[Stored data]
——————

Issue #226, opened 2023-06-06
Support Delta Table with a non-spark implementation


everdark:
## Description

In `kedro-datasets` 1.3.0 a [new dataset dedicated for Delta Table](https://github.com/kedro-org/kedro-plugins/blob/main/kedro-datasets/kedro_datasets/spark/deltatable_dataset.py) has been added, which is based on `pyspark`. Is there any plan to also add support for a non-spark implementation for Delta Lake? If not, I myself with some other folks are happy to contribute. :)

## Context

Not all use cases depend on Spark but they may still need to interact with Delta Lake. It won't be suitable to add Spark as a dependency simply because we want to deal with Delta Tables.

## Possible Implementation

Create a custom dataset that is based on the official Delta Lake Python-binding: https://github.com/delta-io/delta-rs/tree/main/python

noklam:
This is a reasonable request and PR is very welcomed! We have a ticket here for reading Delta via Pandas but the priority isn't high for now. We would prefer it is contributed by the community.

https://github.com/kedro-org/kedro-plugins/issues/159

everdark:
Nice! Will work on this.

merelcht:
Completed in https://github.com/kedro-org/kedro-plugins/issues/226

PR #243, opened 2023-06-19
feat(datasets): Added `DeltaTableDataSet`

afaqueahmad7117:
## Description
This PR adds `DeltaTableDataSet` to the Kedro datasets plugin. Issue [226.](https://github.com/kedro-org/kedro-plugins/issues/226)

## Development notes
1. `DeltaTableDataSet` here `kedro-datasets/kedro_datasets/pandas/deltatable_dataset.py`
2. Unit Tests `kedro-datasets/tests/pandas/test_deltatable_dataset.py`

## Checklist


everdark:
Just a side note, there is a bug for the delta-rs python binding for using catalog: https://github.com/delta-io/delta-rs/issues/1466; so right now I'm not able to smoke test the `from_catalog` method to see if it actually works.

noklam:
@everdark Is this ready to be review now? I saw you have closed the old PR but this one is still in draft.

everdark:
> @everdark Is this ready to be review now? I saw you have closed the old PR but this one is still in draft.

Depending on whether @afaqueahmad7117 is doing some more works. I don't have anything to add from my side as of now. We close the old PR cause there are some mess-up in the commits.

afaqueahmad7117:
@noklam @everdark I'm done with my changes. Marked PR ready for review.

kedro-datasets/kedro_datasets/pandas/deltatable_dataset.py
```diff
@@ -0,0 +1,258 @@
...
+from typing import Any, Dict, List, Optional
+
+import pandas as pd
+from deltalake import DataCatalog, DeltaTable, Metadata
+from deltalake.exceptions import TableNotFoundError
+from deltalake.writer import write_deltalake
+from kedro.io.core import AbstractDataSet, DataSetError
+
+
+class DeltaTableDataSet(AbstractDataSet):  # pylint:disable=too-many-instance-attributes
```
noklam, line 15: Any chance we can make this a versioned dataset? Is the `DeltaTable` version compatible with Kedro's own timestamp versioning or it has to be a incremental version i.e. 1,2,3 ?

kedro-datasets/kedro_datasets/pandas/deltatable_dataset.py
```diff
@@ -0,0 +1,258 @@
...
+                ``Azure``:
+                    `az://<container>/<path>`
+                    `adl://<container>/<path>`
+                    `abfs://<container>/<path>`
+                ``GCS``:
+                    `gs://<bucket>/<path>`
+                If any of the prefix above is not provided, `file` protocol (local filesystem)
+                will be used.
+            catalog_type (DataCatalog, optional): `AWS` or `UNITY` if filepath is not provided.
+                Defaults to None.
```
noklam, line 109: What does this catalog_type do?

kedro-datasets/tests/pandas/test_deltatable_dataset.py
```diff
@@ -0,0 +1,147 @@
...
+def deltatable_data_set_from_path(filepath, load_args, save_args, fs_args):
+    return DeltaTableDataSet(
+        filepath=filepath,
+        load_args=load_args,
+        save_args=save_args,
+        fs_args=fs_args,
+    )
+
+
+class TestDeltaTableDataSet:
```
noklam, line 32: Can you create some test for the object storage? You can refer to `CSVDataSet` using `mock_s3` we can have a local test.

noklam:
Noted that the CI is failing for some other reason, https://github.com/kedro-org/kedro/pull/2673 would fix this, so ignore the irrelevant error or try to install a slightly older kedro version to test it locally.

kedro-datasets/kedro_datasets/pandas/deltatable_dataset.py
afaqueahmad7117: `DeltaTable` can accept both - incremental version numbers i.e. 1, 2, 3 or a `datetime` string as stated here: https://delta-io.github.io/delta-rs/python/usage.html#time-travel

If we make this a versioned dataset, we would be adding `version` to accepted list of attributes in `__init__`. Which `version` attribute would users refer to if they want to load a specific version of `DeltaTable` from Kedro `yml` catalog?  Would that confuse users with `DeltaTable` version?

kedro-datasets/kedro_datasets/pandas/deltatable_dataset.py
afaqueahmad7117: `catalog_type` loads tables from either `glue` (aws) or `unity` (databricks) if specified, reference here: https://delta-io.github.io/delta-rs/python/usage.html#loading-a-delta-table

kedro-datasets/kedro_datasets/pandas/deltatable_dataset.py
everdark: IMHO, If we allow it to be also a versioned dataset, we are allowing the user to do a nested versioning structure where the Delta Table is on top of the Kedro version. This may not be useful practically. I think if user want to use Delta Table, they want to leverage only the versioning in Delta table. Adding one more versioning layer to it seems redundant and can create confusion.

kedro-datasets/tests/pandas/test_deltatable_dataset.py
```diff
@@ -0,0 +1,147 @@
...
+        """Test the describe method."""
+        deltatable_data_set_from_path = DeltaTableDataSet(filepath)
+        desc = deltatable_data_set_from_path._describe()
+        assert desc["filepath"] == filepath
+        assert desc["version"] is None
+
+    @patch("kedro_datasets.pandas.deltatable_dataset.DeltaTable")
+    def test_from_aws_glue_catalog(self, mock_delta_table):
+        """Test dataset creation from AWS Glue catalog."""
+        _ = DeltaTableDataSet(catalog_type="AWS", database="db", table="tbl")
```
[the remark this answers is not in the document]
everdark: Changed.

kedro-datasets/setup.py
```diff
@@ -29,6 +29,7 @@ def _collect_requirements(requires):
 networkx_require = {"networkx.NetworkXDataSet": ["networkx~=2.4"]}
 pandas_require = {
     "pandas.CSVDataSet": [PANDAS],
+    "pandas.DeltaTableDataSet": [PANDAS, "deltalake>=0.10.0"],
```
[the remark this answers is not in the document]
afaqueahmad7117: `exceptions` have been introduced from `0.10.0` onwards. We're using `deltalake.exceptions` to `import TableNotFoundError`. So, the older versions below `0.10.0` do not work.

kedro-datasets/tests/pandas/test_deltatable_dataset.py
everdark: It seems that we have difficulty mocking AWS SDK calls from the python side since `deltalake` actually use Rust to Handle the API calls behind the scene. I tried the `moto` way of mocking S3 but it won't work.

everdark: I believe I can mock this `_internal.RawDeltaTable` for sure, but in that case it won't have a proper local boto3 behavior like the one introduced by `moto` to properly simulate the behavior, unless we also code them all. wdyt?

noklam: I see, in that case it's fine to leave the unit tests for now. Did you got a chance to test it manually instead?

kedro-datasets/kedro_datasets/pandas/deltatable_dataset.py
noklam: I agree, let's keep this as is. Delta's versioning is more powerful than Kedro's one. I will leave the discussion in the dedicated issue. It does creates some inconsistent behavior, for example you can't use the `--load-version` CLI argument if you use Delta, but I guess this is not too important.

- https://github.com/kedro-org/kedro/issues/2703

kedro-datasets/tests/pandas/test_deltatable_dataset.py
everdark: Yes, It works when I test it with my actual AWS account/session. :)

kedro-datasets/kedro_datasets/pandas/deltatable_dataset.py
```diff
@@ -0,0 +1,258 @@
...
+    def history(self) -> List[Dict[str, Any]]:
+        """Returns the history of actions on DeltaTableDataSet as a list of dictionaries."""
+        return self._delta_table.history()
+
+    def get_loaded_version(self) -> int:
+        """Returns the version of the DeltaTableDataSet that is currently loaded."""
+        return self._delta_table.version()
+
+    def _load(self) -> pd.DataFrame:
+        return self._delta_table.to_pandas()
```
datajoely, line 223: Is there any merit in making this configurable so that in the future we can use one of the other public methods e.g. `to_pyarrow()` or some future addition?

astrojuanlu: Similar issue: https://github.com/ibis-project/ibis/issues/6351

I guess, if this is under the `kedro_datasets.pandas` though, it makes sense to do `.to_pandas()` on load. But I'd love to see more future-proof of interoperability. I think this requires some broader discussion.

——————

◆ Exercise:
Show each line of the records above containing "Returns".

◆ Answer to this task:
+        """Returns the history of actions on DeltaTableDataSet as a list of dictionaries."""
+        """Returns the version of the DeltaTableDataSet that is currently loaded."""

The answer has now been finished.